И отпрянул от куба — так бешено заходили ходуном его бока, такие яростные сполохи на них заплясали. Даже вокруг все потемнело и запахло, как перед грозой. Борун испугался, что его просто испепелят. Он вдруг осознал, всем своим вспотевшим телом, с макушки до пяток, с какой могущественной неуправляемой сущностью дерзнул вступить в игру.
— Я так не играю! — страшно загрохотало со всех сторон.
— Уговор! — пискнул Борун, глупо прикрываясь руками. — Так нечестно!
Все стихло. Только грани куба тяжело дышали, и Борун мог бы поклясться, что улавливает не обычным, а глубинным, нутряным слухом обиженное сопение.
— Уговор. Я самый честный. Я лучше всех.
— Лучше-лучше! Конечно, лучше.
— Говори желание.
Так Борун вызволил свою душу из страны мертвых избирателей. Спасение едва взволновало его. Он думал уже не о спасении, а о настоящем выигрыше — о троне. В конце концов, что он выиграл? Всего лишь жизнь! А что такое жизнь без трона теперь, когда он так близко подкрался к власти, что почти чувствовал ее неповторимую тонкую вонь? Он предложил простаку отыграться, и тот моментально заглотнул наживку.

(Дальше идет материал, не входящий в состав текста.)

PR #2031, opened 2025-04-30
Rename component header to hero

aaschlote:
Ticket: https://digitalservicebund.atlassian.net/browse/ZOV-52

### DIFF
--- a/app/services/cms/models/StrapiHeading.ts
+++ b/app/services/cms/models/StrapiHeading.ts
@@ -24,9 +24,6 @@ export const StrapiHeadingSchema = z
       "ds-body-01-reg",
       "ds-body-02-reg",
     ]),
-    className: z.string().optional(),
-    dataTestid: z.string().optional(),
-    tagId: z.string().optional(),
   })
   .merge(HasOptionalStrapiIdSchema)
   .nullable()
--- a/app/services/cms/models/__test__/StrapiHero.test.ts
+++ b/app/services/cms/models/__test__/StrapiHero.test.ts
@@ -1,0 +1,71 @@
+import { StrapiHeroSchema } from "../StrapiHero";
+
+describe("StrapiHero", () => {
+  it("should return false given undefined container", () => {
+    const undefinedContainer = {
+      heading: {
+        text: "someText",
+      },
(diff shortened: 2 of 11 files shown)


app/services/cms/models/StrapiHeading.ts
```diff
@@ -24,9 +24,6 @@ export const StrapiHeadingSchema = z
       "ds-body-01-reg",
       "ds-body-02-reg",
     ]),
-    className: z.string().optional(),
-    dataTestid: z.string().optional(),
-    tagId: z.string().optional(),
```
judithmh, line 29: out of curiosity: why did you remove className, dataTestid, tagId?

aaschlote: they are not needed, just cleaning up the source code 🧹

judithmh (approved):

app/services/cms/models/__test__/StrapiHero.test.ts
```diff
@@ -0,0 +1,71 @@
+import { StrapiHeroSchema } from "../StrapiHero";
+
+describe("StrapiHero", () => {
```
chohner, line 3: imo this is just testing `zod.parse` and not really needed.

chohner (approved):
lgtm but I think we shouldn't test the zod parsing

app/services/cms/models/__test__/StrapiHero.test.ts
aaschlote: The purpose of testing this file is to verify the behavior of the validation logic when handling unknown data using zod. Since zod is an external dependency, future updates could potentially introduce changes that break our current validation logic.

We’ve previously encountered a related issue with the InfoBoxComponent — specifically, the detailsSummary attribute was not being transformed into details, which caused unintended behavior. You can find more context on that in [this Slack thread](https://digitalservicebund.slack.com/archives/C04MC0KTHJA/p1739460767410709). A basic unit test could have caught that problem before it reached production.

In short, even though this test is simple, it adds valuable protection to the platform by helping prevent unexpected regressions in the future.

PR #2038, opened 2025-05-02
chore(ci): minimize workflow permissions [skip ci]

chohner:
- defaults to `package: read` by default
- granularly expands permission on job-scope


.github/workflows/ci-pipeline.yml
```diff
@@ -63,7 +66,6 @@ jobs:
     runs-on: ubuntu-latest
     needs: [code-quality, verify-local-e2e]
     permissions:
-      contents: read
       id-token: write # for cosign w/ keyless signing
       packages: write # for updating cosign attestation
       security-events: write
```
Spencer6497, line 71: should `security-events: write` be removed here like as above?

Spencer6497 (approved):

.github/workflows/ci-pipeline.yml
aaschlote: I guess we need to run the `code scanning` after the docker image is created. Check it [here](https://docs.github.com/en/actions/writing-workflows/choosing-what-your-workflow-does/controlling-permissions-for-github_token)

.github/workflows/npm-checks.yml
```diff
@@ -24,5 +24,4 @@ jobs:
         if: ${{ github.actor != 'dependabot[bot]' && matrix.npmCMD == 'test:coverage' }}
         uses: SonarSource/sonarqube-scan-action@aa494459d7c39c106cc77b166de8b4250a32bb97 # v5.1.0
         env:
-          GITHUB_TOKEN: ${{ secrets.GITHUB_TOKEN }} # Needed to get PR information, if any
```
aaschlote, line 27: don't we need it?

.github/workflows/scan.yml
```diff
@@ -45,8 +45,8 @@ jobs:
           ]
     permissions:
       contents: read
-      id-token: write # for cosign w/ keyless signing
-      packages: write # for updating cosign attestation
+      id-token: read # for cosign w/ keyless signing
```
aaschlote, line 48: why did you change to `read`? I haven't seen any mention to be `read`, only to `write`. Check it [here](https://docs.github.com/en/actions/security-for-github-actions/security-hardening-your-deployments/about-security-hardening-with-openid-connect#updating-your-actions-for-oidc).

.github/workflows/scan.yml
```diff
@@ -45,8 +45,8 @@ jobs:
...
+      packages: read # for updating cosign attestation
```
judithmh, line 49: can we really change this to read here if cosign attestation needs to be added?

chohner: good question. I wasn't sure what the `packages: write` was used for. is there some documentation somewhere?

Spencer6497: [yes](https://github.com/marketplace/actions/cosign-installer#usage) it appears to be necessary

PR #2044, opened 2025-05-06
Move to express 5

aaschlote:
### Problem
`Remix` didn't support express 5, but since we moved to `React-Router`, we can upgrade our application to run the `Express 5`

### Solution
Upgrade our application to run the Express 5

### Changes

- Update dependencies `express` and `@types/express`
- Add a name `splat` for wildcard *. Check this [link](https://expressjs.com/en/guide/migrating-5.html#path-syntax)
- Handle errors in `Express 5` as event. Check this [link](https://expressjs.com/en/guide/migrating-5.html#app.listen)

Ticket: https://digitalservicebund.atlassian.net/browse/ZOV-92


app/expressApp.ts
```diff
@@ -57,7 +58,8 @@ export const expressApp = (
   // Everything else (like favicon.ico) is cached for an hour
   // You may want to be more aggressive with this caching.
   app.use(express.static("build/client", { maxAge: "1h" }));
-  app.all("*", reactRouterHandler);
+  // Express 5 must have the wildcard * with name. Check https://expressjs.com/en/guide/migrating-5.html#path-syntax
+  app.all("/{*splat}", reactRouterHandler);
```
chohner, line 62: why `{splat}` here and `*splat` above?

app/expressApp.ts
```diff
@@ -17,7 +17,7 @@ export const expressApp = (
   viteDevServer: ViteDevServer,
 ) => {
   const redisClient = getRedisInstance();
-  const reactRouterHandler = createRequestHandler({ build }) as RequestHandler; // express 4 doesn't handle returned promises
+  const reactRouterHandler = createRequestHandler({ build }) as RequestHandler; // express 5 doesn't handle returned promises
```
chohner, line 20: so sad that this still isn't matching in types 🥲

chohner (approved):
works for me!

app/expressApp.ts
aaschlote: I guess we don't need it, I copied somewhere from github thread issue. I'll change it! 

Thanks for mention it!

PR #2052, opened 2025-05-06
feat(BerH): attach relevant documents only to PDF

ingriddorioschulze:
This PR implements the attachment of only relevant documents to final PDF. 

The solution covers the following case:
- user selects "Bürgergeld" and uploads files for "BürgergeldBeweis"
- user goes back and selects "Asylbewerberleistungen" and uploads files for "AsylbewerberleistungenBeweis"
- PDF is generated with both "BürgergeldBeweis" and "AsylbewerberleistungenBeweis"


app/domains/beratungshilfe/services/pdf/attachUserUploadedFilesToPdf/__test__/attachUserUploadedFilesToPdf.test.ts
```diff
@@ -0,0 +1,190 @@
...
+      mockMainPDFBuffer,
+      mockedUserData,
+      sessionId,
+      flowId,
+    );
+
+    const resultPdf = await PDFDocument.load(resultBuffer);
+
+    expect(resultPdf.getPageCount()).toBe(2);
+    expect(resultBuffer).toBeInstanceOf(Uint8Array);
```
chohner, line 59: this is already in the typing system and shouldn't need testing. also - we dont REALLY care that this is an `Uint8Array` :D

app/domains/beratungshilfe/services/pdf/attachUserUploadedFilesToPdf/attachUserUploadedFilesToPdf.ts
```diff
@@ -0,0 +1,138 @@
...
+        evidence.map((fileMeta) =>
+          downloadUserFileFromS3(
+            sessionId,
+            flowId,
+            fileMeta.savedFileKey ?? "",
+          ),
+        ),
+      );
+    }
+  };
```
chohner, line 55: Not mandatory but I think separating this into its own file would be cleaner (especially since this is modifying `relevantDocumentsPromises` inline)

app/domains/beratungshilfe/services/pdf/attachUserUploadedFilesToPdf/attachUserUploadedFilesToPdf.ts
```diff
@@ -0,0 +1,138 @@
...
+  addRelevantDocuments(
+    leistungen.hasNoSozialleistung,
+    userData.keineLeistungenBeweis,
+  );
+  addRelevantDocuments(
+    leistungen.hasGrundsicherung,
+    userData.grundsicherungBeweis,
+  );
+  addRelevantDocuments(
+    geldAnlagen.hasLebensversicherung ?? false,
```
chohner, line 81: I think adding adjusting `addRelevantDocuments` to take `condition?: boolean` might be easier than explicitly passing `false`

app/domains/beratungshilfe/services/pdf/attachUserUploadedFilesToPdf/attachUserUploadedFilesToPdf.ts
```diff
@@ -0,0 +1,138 @@
...
+  for (const file of relevantDocuments) {
+    const userPdfFile = await PDFDocument.load(file);
+    const copiedPdfFilePages = await mainPdfDocument.copyPages(
+      userPdfFile,
+      userPdfFile.getPageIndices(),
+    );
+    for (const copiedPdfFilePage of copiedPdfFilePages) {
+      mainPdfDocument.addPage(copiedPdfFilePage);
+    }
+  }
```
chohner, line 136: this is the part where I would try to re-use `appendPagesToPdf()`. Then you don't need to test the attaching-files functionality anymore..

app/domains/beratungshilfe/services/pdf/attachUserUploadedFilesToPdf/__test__/attachUserUploadedFilesToPdf.test.ts
```diff
@@ -0,0 +1,190 @@
...
+import { CheckboxValue } from "~/components/inputs/Checkbox";
+import { type BeratungshilfeFormularContext } from "~/domains/beratungshilfe/formular";
+import { downloadUserFileFromS3 } from "~/services/externalDataStorage/userFileS3Helpers";
+import { attachUserUploadedFilesToPdf } from "../attachUserUploadedFilesToPdf";
+
+vi.mock("~/services/externalDataStorage/userFileS3Helpers", () => ({
+  downloadUserFileFromS3: vi.fn(),
+}));
+
+describe("attachUserUploadedFilesToPdf", () => {
```
chohner, line 12: looking at the test, this function does too much - it both contains service logic (attaching two pdfs) and business logic (when should which pdf be attached). be re-using the existing `appendPagesToPdf()` function we could simplify the scope to be only about BH scope

chohner (approved):
my comments are all mostly stylistic. no blockers, I think the functionality should work (without having tried it)

app/domains/beratungshilfe/services/pdf/attachUserUploadedFilesToPdf/attachUserUploadedFilesToPdf.ts
```diff
@@ -0,0 +1,138 @@
+import { PDFDocument } from "pdf-lib";
```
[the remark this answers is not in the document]
ingriddorioschulze: Yes, that's fine. I will opt for this one `services/pdf/attachUserUploadedFilesToPdf/index.ts`

app/domains/beratungshilfe/services/pdf/attachUserUploadedFilesToPdf/__test__/attachUserUploadedFilesToPdf.test.ts
ingriddorioschulze: Makes sense!!

app/domains/beratungshilfe/services/pdf/attachUserUploadedFilesToPdf/attachUserUploadedFilesToPdf.ts
ingriddorioschulze: Yes, it works using nicely `appendPagesToPdf()`

PR #2069, opened 2025-05-12
bug(FilesUpload): display file size 

ingriddorioschulze:
This PR proposes a fix in the conversion of the displayed fileSizes. 
The issue was that fileSizes were being displayed as 0MB when the file size was too small. The extended logic does the conversion and shows bytes, kilobytes or megabytes. 

Examples: 

**1. Very small files (smaller than 1 KB)** -> 500 bytes will be displayed as "500 B"

Screenshot 2025-05-12 at 14 00 40

**2. Small files (between 1 KB and 1MB)** -> 19718 bytes will be displayed as "19,3 KB"

Screenshot 2025-05-12 at 14 01 04

**3. Medium/larger files (bigger or equal to 1 MB)** -> 2500000 bytes will be displayed as "2,4 MB"

Screenshot 2025-05-12 at 14 00 07


app/services/upload/__test__/formatFileSizeToString.test.ts
```diff
@@ -0,0 +1,22 @@
...
+  it("should convert kilobytes for small file (1KB - 1MB) sizes correctly", () => {
+    const bytesCount = 19718;
+    expect(formatFileSizeToString(bytesCount)).toBe("19,3 KB");
+  });
+
+  it("should convert convert megabytes for large file (>= 1 MB) sizes correctly", () => {
+    const bytesCount = 2500000;
+    expect(formatFileSizeToString(bytesCount)).toBe("2,4 MB");
+  });
+  it("should convert zero bytes correctly", () => {
```
aaschlote, line 18: can we add some tests when the parameter of this function is a negative value or `NaN`? I would expect the result should be `0 B`.

app/components/filesUpload/FileUploadInfo.tsx
```diff
@@ -38,7 +38,7 @@ export const FileUploadInfo = ({
           {file.filename}
         </p>
         <p className="ds-body-01-reg text-gray-900">
-          {bytesToMegabytesString(file.fileSize ?? 0)}
+          {formatFileSizeToString(file.fileSize ?? 0)}
```
aaschlote, line 41: I guess we don't need anymore the default 0 here as the `fileSize` is not more `undefined` or `null`.

aaschlote (approved):
I wrote two small comments, but LGTM!

app/components/filesUpload/FileUploadInfo.tsx
ingriddorioschulze: Yes, good catch! Thanks :)

Spencer6497 (approved):
LGTM 🌟

PR #2086, opened 2025-05-16
feat(PKH AB Test): add component to display AB test version

ingriddorioschulze:
This PR implements an icon and a string to the form when the flow is prozesskostenhilfe/formular and the feature flag conversion-rate-pkh-flow has the variant key test. When the feature flag has the variant key control the flow should be as before.
Using the multiple variant feature flag key helps us to check which experiment variant the user has been assigned to. In case of a problem with the experiment or feature flag, users will keep seeing the usual flow.

### DIFF
--- a/app/components/AbTest/EstimatedTimeAbTest.tsx
+++ b/app/components/AbTest/EstimatedTimeAbTest.tsx
@@ -1,0 +1,38 @@
+import TimerOutlinedIcon from "@digitalservicebund/icons/TimerOutlined";
+import { useFeatureFlagVariantKey } from "posthog-js/react";
+import { useLocation } from "react-router";
+
+export function EstimatedTimeAbTest() {
+  /**
+   * Hook to determine whether to display the estimated time string and icon.
+   *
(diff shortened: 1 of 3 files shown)


app/components/abTest/EstimatedTimeAbTest.tsx
```diff
@@ -0,0 +1,35 @@
+import TimerOutlinedIcon from "@digitalservicebund/icons/TimerOutlined";
+import { useFeatureFlagVariantKey } from "posthog-js/react";
+import { useLocation } from "react-router";
+import { config } from "~/services/env/web";
+
+export function EstimatedTimeAbTest() {
+  function useDisplayEstimatedTimeAbTest(): boolean {
+    if (!config().POSTHOG_API_KEY) {
```
aaschlote, line 8: can we move this under the `useLocation` so we can reduce at least one ``eslint-disable``?

aaschlote (approved):
besides my comment, LGTM!

m0dh4x (approved):
LGTM

PR #2107, opened 2025-05-21
Add properties for svg in the fill black

aaschlote:
Before:
image

After:
image

### DIFF
--- a/app/styles.css
+++ b/app/styles.css
@@ -38,6 +38,10 @@ svg {
     stroke: white;
     stroke-width: 0.75;
   }
+  .svg-image path[fill="black"] {
+    stroke: white;
+    stroke-width: 1.25;
+  }
 }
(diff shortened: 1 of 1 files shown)


app/styles.css
```diff
@@ -38,6 +38,10 @@ svg {
     stroke: white;
     stroke-width: 0.75;
   }
+  .svg-image path[fill="black"] {
```
pgurusinga, line 41: This implementation is working for our case but breaks the BMJV icon in forced colors preference light mode

### Dark
image

### Light
image

pgurusinga (approved):

pgurusinga (approved):

app/styles.css
aaschlote: fixed, closing it!

PR #2108, opened 2025-05-21
add aria-describedby to customInput for AutoSuggest

judithmh:


aaschlote:
@judithmh why did you create this PR? For fixing what problem?

PR #2112, opened 2025-05-22
refactor(userData): Rename context to user data in wegweiser from context to userData

ingriddorioschulze:
This PR refactors the instances of context to userData in wegweiser


chohner (approved):
lgtm, except the import order

PR #2117, opened 2025-05-22
feat: auto suggest is focusable on disabled state

pgurusinga:
As we discussed in the daily, we will implement focusable as it is, and for screen reader users, we will fix it with a different approach (e.g FieldSet)


aaschlote (approved):
LGTM!

PR #2123, opened 2025-05-23
chore(deps): pin `posthog-js` to investigate pageView regression

ingriddorioschulze:
This PR changes the posthog-js version to a lower one to understand if the newer version might have affected the mobile page views


chohner (approved):
context for the future: page views dropped dramatically for mobile devices (factor 3x). The change seems to coincide with this version change

PR #2197, opened 2025-06-12
ZOV: Add CSRF Protection to FGR Loader

pgurusinga:
## Problem
Our airports endpoint provides information about thousands of airports, and any HTTP request can be made using tools like `curl`, which can lead to high resource consumption.

## Changes
- CSRF token validation has been integrated into the `createDataListLoader` through `validateCsrfSessionFormless`, ensuring that only users who have previously visited the page can access the endpoint.
- Requests without valid CSRF tokens will receive a 403 Forbidden response
- Added error logging for failed CSRF validation attempts


aaschlote (approved):
LGTM!

PR #2205, opened 2025-06-13
ZOV: Add handling for additional cases in various functions

pgurusinga:
Fixing ESlint warning caused by the switch exhaustiveness check rule


app/components/PageContent.tsx
```diff
@@ -52,6 +52,7 @@ function wrapInBackground(
 }
 
 function cmsToReact(strapiContent: StrapiContentComponent) {
+  // eslint-disable-next-line @typescript-eslint/switch-exhaustiveness-check
```
pgurusinga, line 55: The issue is caused by `page.array-summary`, which is filtered by the `PageContent` function

pgurusinga: I will make it fall through same as the default

aaschlote (approved):
LGTM!

PR #2207, opened 2025-06-13
[Refactor] FileInput refactor and bug fix

melgaafary:
Current: When you hover over file upload component the cursor doesnt turn into cursor

Also refactored out some unused divs and an issue when resizing the screen and the file name is too long it would break the whole container down

### DIFF
--- a/app/components/filesUpload/FileUploadInfo.tsx
+++ b/app/components/filesUpload/FileUploadInfo.tsx
@@ -32,12 +32,10 @@ export const FileUploadInfo = ({
 
   return (
     <div className={classes} data-testid={`file-upload-info-${inputName}`}>
-      <div className="max-w-full flex justify-between items-center">
+      <div className="max-w-full grid grid-cols-[24px_1fr_auto] gap-x-12 items-center">
         <InsertFileIcon className="shrink-0 fill-gray-900" aria-hidden="true" />
-        <p className="ds-body-01-reg text-black mr-8 ml-10 truncate">
-          {file.filename}
-        </p>
-        <p className="ds-body-01-reg text-gray-900">
+        <p className="ds-body-01-reg text-black truncate">{file.filename}</p>
+        <p className="ds-body-01-reg text-gray-900 text-16">
           {formatFileSizeToString(file.fileSize)}
         </p>
       </div>
--- a/app/components/inputs/FileInput.tsx
+++ b/app/components/inputs/FileInput.tsx
@@ -29,33 +29,31 @@ export const FileInput = ({
   const errorId = `${name}-error`;
 
   const inputClasses = classNames(
-    "body-01-reg m-8 ml-0 file:ds-button file:ds-button-tertiary file:ds-button-large w-fit",
-    {
-      "w-0.1 h-0.1 opacity-0 overflow-hidden absolute z-0 cursor-pointer":
-        jsAvailable,
-    },
+    jsAvailable
+      ? "hidden"
+      : "body-01-reg m-8 ml-0 file:ds-button file:ds-button-tertiary file:ds-button-large w-fit file:cursor-pointer",
   );
 
   const FileInput = (
     <input
-      name={jsAvailable ? undefined : name}
-      onChange={(event) => {
-        const file = event.target.files?.[0];
-        void onFileUpload(name, file);
-      }}
+      id={name}
+      name={name}
       type="file"
       accept=".pdf"
       data-testid={`file-upload-input-${name}`}
       aria-invalid={error !== undefined}
       aria-errormessage={error && errorId}
       className={inputClasses}
-      {...(selectedFile ? { value: selectedFile.filename } : {})}
+      onChange={(event) => {
+        const file = event.target.files?.[0];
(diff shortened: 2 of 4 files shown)


app/components/inputs/FileInput.tsx
```diff
@@ -29,33 +29,31 @@ export const FileInput = ({
...
 
   const inputClasses = classNames(
-    "body-01-reg m-8 ml-0 file:ds-button file:ds-button-tertiary file:ds-button-large w-fit",
-    {
-      "w-0.1 h-0.1 opacity-0 overflow-hidden absolute z-0 cursor-pointer":
-        jsAvailable,
-    },
+    jsAvailable
+      ? "hidden"
+      : "body-01-reg m-8 ml-0 file:ds-button file:ds-button-tertiary file:ds-button-large w-fit file:cursor-pointer",
```
chohner, line 34: I think the `classname` way to write this would be:

```typescript
classNames(
{
  "hidden": jsAvailable,
  "body-01....": !jsAvailable
})
```

however, I think simply adding `hidden` on `jsAvailable` might do the same?

```typescript
classNames("body-01....",
{
  "hidden": jsAvailable,
})
```

app/components/inputs/FileInput.tsx
```diff
@@ -29,33 +29,31 @@ export const FileInput = ({
...
   );
 
   const FileInput = (
     <input
-      name={jsAvailable ? undefined : name}
-      onChange={(event) => {
-        const file = event.target.files?.[0];
-        void onFileUpload(name, file);
-      }}
+      id={name}
```
chohner, line 39: I dont think we need the `id` here?

app/components/inputs/FileInput.tsx
chohner: also, I think a short comment why this is hidden on `jsAvailable` might be helpful for the future

app/components/inputs/FileInput.tsx
```diff
@@ -71,37 +69,46 @@ export const FileInput = ({
           deleteButtonLabel={translations.fileUpload.delete.de}
           hasError={!!error}
         />
+        {error && (
+          <InputError id={errorId}>
+            {errorMessages?.find((err) => err.code === error)?.text ?? error}
+          </InputError>
+        )}
```
chohner, line 76: I'm slightly surprised that `InputError` belongs to `FileUploadInfo` block - I think before it was always part of the component?

chohner (approved):
no blockers, just a few nitpicks :)
oh and for visual changes, quick before/after screenshots are super helpful

app/components/inputs/FileInput.tsx
```diff
@@ -29,33 +29,31 @@ export const FileInput = ({
...
-      }}
+      id={name}
+      name={name}
       type="file"
       accept=".pdf"
       data-testid={`file-upload-input-${name}`}
       aria-invalid={error !== undefined}
       aria-errormessage={error && errorId}
       className={inputClasses}
-      {...(selectedFile ? { value: selectedFile.filename } : {})}
```
Spencer6497, line 52: this strange syntax is actually required to fix a bug where users weren't able to upload a file, delete it, and re-upload it. See [this bug](https://app.asana.com/1/1146679785927162/project/1203259475859667/task/1210439986750987?focus=true) and the following screen recording: 

https://github.com/user-attachments/assets/ec8caf50-82e4-4641-88e5-2d5b23f23067

Spencer6497 (commented):
A few things I found:
* JS validation upon "Weiter" button click is no longer working, i.e. required, empty file uploads aren't being validated. Nothing seems to happen in the UI.
* Attempting to click the "Upload" button in No-JS mode for an empty file upload results in a 500 server error, instead of displaying the errored UI alongside the file upload component (see screen recording below) 
 
https://github.com/user-attachments/assets/f84c27d8-ec4b-4c53-a493-35aee92bf42d

* Incorrect error string is returned when the user attempts to upload an invalid file for the optional file upload
Bildschirmfoto 2025-06-16 um 11 29 30

app/components/filesUpload/FileUploadInfo.tsx
```diff
@@ -32,12 +32,10 @@ export const FileUploadInfo = ({
...
     <div className={classes} data-testid={`file-upload-info-${inputName}`}>
-      <div className="max-w-full flex justify-between items-center">
+      <div className="max-w-full grid grid-cols-[24px_1fr_auto] gap-x-12 items-center">
         <InsertFileIcon className="shrink-0 fill-gray-900" aria-hidden="true" />
-        <p className="ds-body-01-reg text-black mr-8 ml-10 truncate">
-          {file.filename}
-        </p>
-        <p className="ds-body-01-reg text-gray-900">
+        <p className="ds-body-01-reg text-black truncate">{file.filename}</p>
+        <p className="ds-body-01-reg text-gray-900 text-16">
```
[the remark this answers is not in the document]
melgaafary: so the font size in design is 16px, but in the code its 18. that's where text-16 is coming from. I will replace it!

PR #2218, opened 2025-06-17
bug(Kontopfandung): p-konto page flow

ingriddorioschulze:
This PR fixes the bug in the p-konto page flow. User selects yes or no on `p-konto` page and goes to `wegweiser/zwischenseite-unterhalt` page


Spencer6497 (approved):
could you add some flow tests?:)

PR #2221, opened 2025-06-18
feat(PKH): Vereinfachte Erklaerung [Pt. 2]

Spencer6497:
This PR completes the PKH Vereinfachte Erklaerung flow, complete with PDF logic and tests.

- **rename unterhaltLeisteIch -> unterhaltLeisteIchAnderePerson**
- **groundwork for Vereinfachte Erklaerung**
- **always skip RSV when unterhalt is paid to another person**
- **PR fixes**
- **rename empfaenger enum option to their english equivalents for clarity**
- **Correctly attach anhang in the case of a non-digital submission**
- **tweak Angehoerige pdf filler function to set up for VE, add Hinweis page**
- **test fixes**
- **add zahlender Unterhalt section and minderjaehrig question**
- **add Geburtsdatum field**
- **add flow test cases**
- **build out flow through Kind - Einnahmen**
- **fix user file upload bug**
- **build out flow through vermoegen**
- **add comprehensive flow tests**
- **add guard tests**
- **complete VE flow**
- **finish doneFunction, add unit tests**
- **add stringReplacement for conditional display of InlineNotice, add qualifiesForVE guard for PDF logic**
- **remove excess unit tests**
- **correctly wire up VE to RSV, use reusable kinderSchema and move unterhaltsSumme into it to avoid context collision, add flow transition test cases, fix bug with unterhalt pdf filler, add entered child to pdf child array**
- **add VE to Anhang when applicable**


app/domains/shared/services/pdf/unterhaltHelpers.ts
```diff
@@ -29,6 +31,20 @@ export function getFillUnterhalt<
     const attachment: AttachmentEntries = [];
     const zahltPartnerUnterhalt = userData.partnerUnterhaltsSumme !== undefined;
     const kinder = userData.kinder ?? [];
+    const pkhUserData = userData as ProzesskostenhilfeFormularUserData;
+    // Need to add the child added as a part of Vereinfachte Erklärung to the kinder array
+    if (
+      empfaengerIsChild({ context: pkhUserData }) &&
+      pkhUserData.child !== undefined
+    ) {
+      kinder.unshift({
```
melgaafary, line 40: I generally like to avoid mutations, since we use userData directly that could cause bugs elsewhere.

Im not sure if we do this here intentionally or not. But just putting my 2 cents, no need to change anything

app/domains/prozesskostenhilfe/services/pdf/util.ts
```diff
@@ -31,6 +31,23 @@ export const getTotalMonthlyFinancialEntries = (
...
+  financialEntry: FinancialEntry,
+) => {
+  const betragNumber = Number(
+    financialEntry.betrag.replaceAll(".", "").replace(",", "."),
+  );
+  switch (financialEntry.zahlungsfrequenz) {
+    case "monthly":
+      return betragNumber;
+    case "quarterly":
+      return betragNumber / 3;
```
melgaafary, line 44: I could be not seeing something here but shouldnt this be /4?

app/domains/prozesskostenhilfe/services/pdf/util.ts
```diff
@@ -31,6 +31,23 @@ export const getTotalMonthlyFinancialEntries = (
       maximumFractionDigits: 2,
     });
 
+export const getFinancialEntryMonthlyAverage = (
+  financialEntry: FinancialEntry,
+) => {
+  const betragNumber = Number(
```
melgaafary, line 37: should you also have !isNan guard here? or do we have validations elsewhere?

ingriddorioschulze (approved):
Great work! :)

app/domains/prozesskostenhilfe/services/pdf/util.ts
Spencer6497: yeah the validation would have already happened during the flow, and since this function is only reachable from the PDF, the user wouldn't have been able to make it here without a valid number

app/domains/shared/services/pdf/unterhaltHelpers.ts
chohner: I think this might warrant a code comment 😇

Спасение едва взволновало его. Он думал уже не о спасении, а о настоящем выигрыше — о троне. В конце концов, что он выиграл? Всего лишь жизнь! А что такое жизнь без трона теперь, когда он так близко подкрался к власти, что почти чувствовал ее неповторимую тонкую вонь? Он предложил простаку отыграться, и тот моментально заглотнул наживку. Всемогущий Один мыслил так предсказуемо! Хотя чего еще ждать от сущности, избравшей для себя форму железного куба!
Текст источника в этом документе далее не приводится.